DATA FOR REVIEW
= = = = = = =

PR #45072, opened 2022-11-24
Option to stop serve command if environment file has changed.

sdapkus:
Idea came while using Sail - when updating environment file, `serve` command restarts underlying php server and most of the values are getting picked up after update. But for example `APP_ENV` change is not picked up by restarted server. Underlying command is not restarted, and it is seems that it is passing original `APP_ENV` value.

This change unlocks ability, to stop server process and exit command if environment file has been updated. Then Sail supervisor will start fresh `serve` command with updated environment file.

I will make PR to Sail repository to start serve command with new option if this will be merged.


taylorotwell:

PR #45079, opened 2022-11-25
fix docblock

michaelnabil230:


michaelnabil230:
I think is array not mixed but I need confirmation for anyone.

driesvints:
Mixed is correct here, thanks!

= = = = = = =

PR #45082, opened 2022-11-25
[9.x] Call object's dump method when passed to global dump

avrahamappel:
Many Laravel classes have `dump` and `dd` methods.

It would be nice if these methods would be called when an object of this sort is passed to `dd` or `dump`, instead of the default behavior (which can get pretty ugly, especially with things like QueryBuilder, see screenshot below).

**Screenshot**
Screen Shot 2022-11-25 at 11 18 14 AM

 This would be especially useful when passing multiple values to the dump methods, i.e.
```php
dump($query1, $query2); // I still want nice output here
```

= = = = = = =

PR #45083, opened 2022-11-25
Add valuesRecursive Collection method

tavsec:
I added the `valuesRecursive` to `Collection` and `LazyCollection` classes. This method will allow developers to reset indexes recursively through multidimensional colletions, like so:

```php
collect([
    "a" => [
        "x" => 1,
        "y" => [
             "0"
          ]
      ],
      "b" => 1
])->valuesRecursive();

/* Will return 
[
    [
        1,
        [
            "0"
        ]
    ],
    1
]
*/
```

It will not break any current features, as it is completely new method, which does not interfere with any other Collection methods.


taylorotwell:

= = = = = = =

TASK REQUIREMENTS
Out of the preceding entries, pull every line containing the string "passing".

ANSWER FOR THIS EXERCISE
Idea came while using Sail - when updating environment file, `serve` command restarts underlying php server and most of the values are getting picked up after update. But for example `APP_ENV` change is not picked up by restarted server. Underlying command is not restarted, and it is seems that it is passing original `APP_ENV` value.
 This would be especially useful when passing multiple values to the dump methods, i.e.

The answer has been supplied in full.